Now let us do the maths: the difference of Shs 13,000 in the cost ratio of public and private schools shows that the taxpayer gets better value for money when the state is financing education without providing it. If the state were not spending all this money itself, civil servants and politicians would have little to steal. The state can then build its competences at the level of monitoring and supervision.

The first step is to reverse Milton Obote’s policy of the 1960s that shifted our prominent schools ‘ Budo, Kisubi, Gayaza, Mwiri, Kibuli, Nabingo, Mary Hill, Namagunga, etc from their owners ‘ the Catholic and Protestant churches and Mosques to government. All these schools should be returned to their former owners.
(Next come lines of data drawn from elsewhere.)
PR #87, opened 2018-03-02
Feature/mq Brokers

tomvachon:
Add MQ Service


svenwltr:
You are using two GitHub accounts here. Is that on purpose?

tomvachon:
Forgot to set user. I set it now

PR #772, opened 2022-04-07
Feature 771 S3 CreationDate property

### LINKED ISSUE #771: S3 CreationDate filter
I want to nuke S3 buckets and objects that are older than *x* hours.

I have the following config.
```yml
accounts:
  xxxxxxxxxxxx:
    filters:      # never nuke these resources:
      EC2Instance:
        - property: LaunchTime # EC2 instances that are younger x hours old
          type: dateOlderThan
          value: "100h"
      S3Bucket:
        - property: Name       # S3 buckets that are named "foo"
          value: "foo"
        - property: CreationDate # S3 buckets that are younger x seconds old
          type: dateOlderThan
          value: "100h"
      S3Object:
        - property: Bucket     # S3 objects that are in the bucket "foo"
          value: "foo"
        - property: CreationDate # S3 objects that are younger x seconds old
          type: dateOlderThan
          value: "100h"
```

The EC2Instance dateOlderThan filter works as expected, saving all EC2Instances that are younger than 100 hours.

The S3Bucket and S3Object dateOlderThan filter does not seem to work. For example, I made a bucket named `my-new-bucket-aws-nuke` on April 7, 2022, 16:57:35 (UTC+01:00), however aws-nuke outputs
```
eu-west-2 - S3Bucket - s3://my-new-bucket-aws-nuke - [Name: "my-new-bucket-aws-nuke"] - would remove
```

I see that buckets do have an accessible [CreationDate](https://docs.aws.amazon.com/AmazonS3/latest/API/API_Bucket.html). What am I missing?

jamesgeddes:
Adds the CreationDate to S3 buckets and objects so that one can filter S3 by how old it is. 

Resolves #771 

Thanks!

### DIFF
--- a/resources/s3-buckets.go
+++ b/resources/s3-buckets.go
@@ -140,6 +140,7 @@ func (e *S3Bucket) RemoveAllObjects() error {
 func (e *S3Bucket) Properties() types.Properties {
 	properties := types.NewProperties()
 	properties.Set("Name", e.name)
+	properties.Set("CreationDate", e.CreationDate())
 
 	for _, tag := range e.tags {
 		properties.SetTag(tag.Key, tag.Value)
--- a/resources/s3-buckets.go
+++ b/resources/s3-buckets.go
@@ -139,7 +139,7 @@ func (e *S3Bucket) RemoveAllObjects() error {
 
 func (e *S3Bucket) Properties() types.Properties {
 	properties := types.NewProperties()
-	properties.Set("Name", e.name)
+	properties.Set("Name", e.name).
 	properties.Set("CreationDate", e.CreationDate())
 
 	for _, tag := range e.tags {
--- a/resources/s3-buckets.go
+++ b/resources/s3-buckets.go
@@ -140,7 +140,7 @@ func (e *S3Bucket) RemoveAllObjects() error {
 func (e *S3Bucket) Properties() types.Properties {
 	properties := types.NewProperties()
 	properties.Set("Name", e.name).
-	properties.Set("CreationDate", e.CreationDate())
+	properties.Set("CreationDate", e.CreationDate)
 
 	for _, tag := range e.tags {
 		properties.SetTag(tag.Key, tag.Value)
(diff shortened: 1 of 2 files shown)


resources/s3-objects.go
```diff
@@ -102,7 +102,8 @@ func (e *S3Object) Properties() types.Properties {
 		Set("Bucket", e.bucket).
 		Set("Key", e.key).
 		Set("VersionID", e.versionID).
-		Set("IsLatest", e.latest)
+		Set("IsLatest", e.latest).
+		Set("CreationDate", e.CreationDate())
```
jamesgeddes, line 106: I'm fairly new to Go so was not sure if it should be `e.CreationDate()` or `e.CreationDate`. I would be grateful of a poke in the right direction 😄

resources/s3-buckets.go
```diff
@@ -140,7 +140,8 @@ func (e *S3Bucket) RemoveAllObjects() error {
 
 func (e *S3Bucket) Properties() types.Properties {
 	properties := types.NewProperties()
-	properties.Set("Name", e.name)
+	properties.Set("Name", e.name).
+	properties.Set("CreationDate", e.CreationDate())
```
jamesgeddes, line 144: I'm fairly new to Go so was not sure if it should be `e.CreationDate()` or `e.CreationDate`. I would be grateful of a poke in the right direction 😄

resources/s3-objects.go
jamesgeddes: According to the [docs](https://docs.aws.amazon.com/sdk-for-go/v1/developer-guide/s3-example-basic-bucket-operations.html#:~:text=creation%20date%20of%20each%20bucket), it would appear that I should have gone with `e.CreationDate` - will update.

resources/s3-buckets.go
jamesgeddes: Same as [above](https://github.com/rebuy-de/aws-nuke/pull/772#discussion_r845460140)

PR #821, opened 2022-06-25
fix: Correctly filter policy attachments in aws-us-gov

kazimierzbudzyk:
In gov regins service policies have different prefix, and are formatted like `arn:aws-us-gov:iam::aws:policy/aws-service-role/AWSElasticLoadBalancingServiceRolePolicy`. Before this change running aws-nuke against gov accounts results in the following error:
```
level=error msg="UnmodifiableEntity: Cannot perform the operation on the protected role 'AWSServiceRoleForElasticLoadBalancing' - this role is only modifiable by AWS\n\tstatus code: 400
```

### DIFF
--- a/resources/iam-role-policy-attachments.go
+++ b/resources/iam-role-policy-attachments.go
@@ -80,7 +80,7 @@ func ListIAMRolePolicyAttachments(sess *session.Session) ([]Resource, error) {
 }
 
 func (e *IAMRolePolicyAttachment) Filter() error {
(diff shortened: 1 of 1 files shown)


der-eismann (approved):

kazimierzbudzyk:
@bjoernhaeuser thanks for approving my other PR! Would you mind taking a look at this one as well? It's a simple change but definitely quite annoying to run into it when dealing with us-gov account.

svenwltr (approved):

PR #829, opened 2022-07-08
Fixed version lock on docker command.

ThePrankMonkey:
While attempting to follow the example in your README, I was hitting an issue with the structure of `nuke-config.yml`.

Government can insist that there should be no religious discrimination in admission.

Even for major roads, the state can contract them out to private developers who can charge road tolls. The government can subsidise such costs only by contributing money to the construction of the road. In proposing such a radical shift, I am aware of many policy compromises that would need to be made. For example, the private sector may be absent in village A to provide a primary or secondary school or hospital. Here government can stay in provision of such a service.

Private investors would be happy to take over Mulago and Makerere. The Shs 40 billion per year to Mulago can go to a private investor on clear agreement of what to deliver. Makerere University can be sold to a private trust in which Harvard or Yale can have a stake. Uganda has a corrupt state. The solution: Get hyenas out of the meat market.